Nemea – Sights

Nemea - Sights


• the Monastery of Panagia Vrachos
• the 4 old quarters
• the Archaeological site
• the Wineries
• the Wine Museum.


It was founded in the 17th Century (1631) of course it had started to be built several years earlier,beginning of the 16th century and in 1631 it was officially declared a Monastery with the permission of the High Gate, Our Lady of the Rock had a great contribution in the struggle for the liberation of the nation.
In those years the sacred iconostasis of the Monastery was gilded,sign of the wealth accumulated there by the respect and faith of the people. Inside the cave there is and still survives a spring, holy water, which even during the years of Ottoman rule fed and refreshed the fathers and the fighters who found safety there during periods of raids.

The Holy Icon

The Holy Icon is kept today in the Metochi of Agios Athanasios for greater protection.She is described as the Holy Mary of Passion.To the right and left of Her figure and at the top there are two Angels kneeling,bearers and symbols of Passion .
Her miracles are many and we have many testimonies of miraculous interventions of the Virgin Mary.

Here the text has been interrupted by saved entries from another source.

PR #211, opened 2026-06-13
perf: release InMemory call-counter backing array after a burst drains

### LINKED ISSUE #207: perf: InMemory call counter never releases backing-array capacity after a call burst, leaking heap proportional to peak concurrency
## Summary

`InMemory.IncrementAndGet` in `pkg/callcounter/memory.go` prunes expired timestamps by reusing the existing slice's backing array:

```go
valid := e.timestamps[:0]          // length 0, capacity unchanged
    if ts.After(cutoff) {
        valid = append(valid, ts)
    }
}
valid = append(valid, now)
e.timestamps = valid
```

After a burst of N concurrent calls within one window, `e.timestamps` reaches capacity N. When the window expires and the next call prunes all N expired timestamps and inserts one new one, `e.timestamps` ends up with length 1 but **still holds a backing array of capacity N**. That capacity is never released.

## Location

`pkg/callcounter/memory.go`, lines 86–95.

## Impact

For a tool with `maxCalls` that sees an occasional traffic burst (e.g. 10 000 concurrent calls during an incident, then steady-state 1 req/s), the `InMemory` store retains a 10 000-element array per key indefinitely. In a gateway with many such tools this can cause a significant and permanent heap bump that `Cleanup` does not address (it deletes entire stale entries, not oversized live ones).

`Cleanup` itself does not shrink the capacity of retained entries — it only deletes entries whose **most-recent** timestamp is older than `cleanupMarginFactor × windowSec`. A live entry (receiving steady traffic) retains its peak capacity forever.

## Reproducer sketch

```go
// 10 000 concurrent increments with a 60 s window
for i := 0; i < 10000; i++ {
    go counter.IncrementAndGet(ctx, "k", 60)
}
// … wait for window to expire …
// Next call prunes all 10 000 timestamps, inserts one, but cap remains 10 000
counter.IncrementAndGet(ctx, "k", 60)
// cap(entry.timestamps) == 10 000
```

## Fix

After filtering, check whether the backing array is significantly oversized and copy to a fresh slice:

```go
valid := e.timestamps[:0]
    if ts.After(cutoff) {
        valid = append(valid, ts)
    }
}
valid = append(valid, now)

// Release excess capacity when utilisation drops below 25%.
if cap(valid) > 64 && len(valid)*4 < cap(valid) {
    compact := make([]time.Time, len(valid))
    copy(compact, valid)
    valid = compact
}
e.timestamps = valid
```

The threshold (64 / 4×) is tunable; the key invariant is that the backing array shrinks proportionally when the active window is much smaller than the burst peak. Alternatively, use `slices.Clip(valid)` (Go 1.21+) to trim to exact length after each prune.

eunolabs:
## Summary

Fixes #207 — `InMemory.IncrementAndGet` (`pkg/callcounter/memory.go`) leaked heap proportional to peak burst concurrency.

`IncrementAndGet` prunes expired timestamps by reslicing the entry's backing array with `[:0]`. That keeps appends amortised O(1) but **never shrinks capacity**: after a burst of N concurrent calls within one window drains to a steady-state handful, the entry pins an N-element array indefinitely. `Cleanup` doesn't help — it deletes whole *stale* entries, never shrinks a *live* one — so a key receiving steady traffic (e.g. 10 000 calls during an incident, then 1 req/s) kept its peak capacity forever. In a gateway with many such tools this was a permanent, unbounded heap bump.

## Fix

After pruning, reclaim the slice once its backing array is **both large (capacity > 64) and mostly empty (live length below a quarter of capacity)** by copying the live timestamps into a right-sized slice, letting the oversized one be garbage-collected.

The 25% threshold deliberately keeps the copy **off the steady-state hot path**: ordinary sliding-window churn stays near capacity and is left untouched, so only a genuine burst-then-drain pays for a single copy. Call **counts are unchanged**.

I chose threshold-gated compaction over the `slices.Clip` alternative mentioned in the issue: `Clip` only reslices the capacity, so it doesn't release the array until the next append and would force a reallocation on *every* steady-state append — defeating the amortised-O(1) property the prune-in-place was designed for.

## Tests

In-package (capacity isn't observable from the external test package):

- `TestInMemory_IncrementAndGet_ReleasesBurstCapacity` — regression test: after a 1000-call burst expires, the next call reclaims the oversized array (cap drops from burst peak to ≤ 64).
- `TestInMemory_IncrementAndGet_SteadyStateKeepsCapacity` — hot-path guard: a near-full slice receiving in-window traffic is **not** reallocated.
- `TestCompactTimestamps` — table-driven coverage of the thresholds (small / at-threshold / just-above / mostly-empty / near-capacity / exactly-25% / empty), confirming live contents always survive.

## Verification

- `make test` (`go test -race -count=1 ./...`) — all packages pass
- `make lint` (`go vet` + golangci-lint) — 0 issues
- `make check-fmt`, `make check-license` — clean
- `make build` — binary builds
- `pkg/callcounter` coverage: 98.1% (above the 80% gate)

CHANGELOG "Fixed" (Unreleased) updated. No manifest grammar / audit shape / schema / config change — purely an internal memory optimization, so no threat-model or guide update is required.

Closes #207

https://claude.ai/code/session_018yj7wRSNMeyZy7vFZnHHCS

---
_Generated by [Claude Code](https://claude.ai/code/session_018yj7wRSNMeyZy7vFZnHHCS)_


pkg/callcounter/memory.go
```diff
@@ -92,11 +92,41 @@ func (m *InMemory) IncrementAndGet(_ context.Context, key string, windowSec int)
...
+// IncrementAndGet prunes expired timestamps by reslicing the backing array with
+// [:0], which keeps appends amortised O(1) but never shrinks capacity: after a
+// burst of N concurrent calls within one window drains to a steady-state
+// handful, e.timestamps would otherwise pin an N-element array for as long as
+// the key stays live. Cleanup does not help — it deletes whole stale entries,
+// never shrinks a live one (issue #207). The 25% threshold keeps this copy off
+// the steady-state hot path: ordinary sliding-window churn stays near capacity
+// and is left untouched, so only a genuine burst-then-drain pays for one copy.
+func compactTimestamps(ts []time.Time) []time.Time {
+	if cap(ts) > compactMinCap && len(ts)*4 < cap(ts) {
```
eunolabs, line 131: Minor, non-blocking — comment wording. The doc says *"only a genuine burst-then-drain pays for one copy."* That's exactly right for a **one-shot** burst. A key that recurringly spikes to N and drains below N/4 each window will recompact once per cycle (then regrow on the next spike). That's cheap — the copy is of the small live set and is dwarfed by the regrowth it would do anyway — and arguably the behaviour you want, so no code change is needed. Just flagging that "one copy" is per burst-cycle, not per lifetime, in case you want to make the comment precise.

Separately, this condition is the one place worth being explicit that the steady-state safety rests on `append`'s growth factor: a sliding window that only grows sits at ~50% utilization right after each grow (≈80% above 1024 elems) and climbs toward 100%, so it never reaches the 25% trigger. Picking 25% rather than 50% is what keeps that margin — nice. No action needed; recording the reasoning for the next reader.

The temple of DIOS and the Museum

Undoubtedly the most important sights of Nemea are the temple of Zeus and the Stadium.The foundation of the temple is about 44.5 meters long and about 22 meters wide.The columns are about 10 meters high and still stand imposing in the nematode field.The temple was built of porphyry in the 4th century BC. century on the site of a probably archaic temple.It consists of an elongated nave with a pronaos and a sanctuary. The columns of the wing were Doric, six on the east and west sides and twelve on the north and south sides.The foundation of an oblong altar east of the temple is preserved. The stadium is about 180 meters away and has been built in the best part of the valley as it has amazing views. A few kilometers west of Nemea, near the small village of Aidonia, Mycenaean tombs were excavated between 1978 and 1980 - mostly looted - belonging to the Mycenaean city of Arathyrei, which Homer calls "eratini", meaning attractive.
In April 1993 a large collection of Mycenaean stamps and jewelry - a total of 312 items - was exhibited for auction in New York.As it was obvious that the objects were a single whole, the Greek archaeologists soon found out that they were the product of the looting of the Mycenaean tombs of Aidonia. Thus, after a court battle, the collection, which is widely known as the treasure of the Aidonia, was finally returned to the homeland.The treasure consists of two gold rings-seals, with a chariot representation of one and two women holding flowers on the other, three more rings, two gold and one of amber, three steatite seals, amethyst and agate, gold jewelry and gold beads as well as a large number of other beads from various materials. The objects date mainly to 1500 - 1400 BC.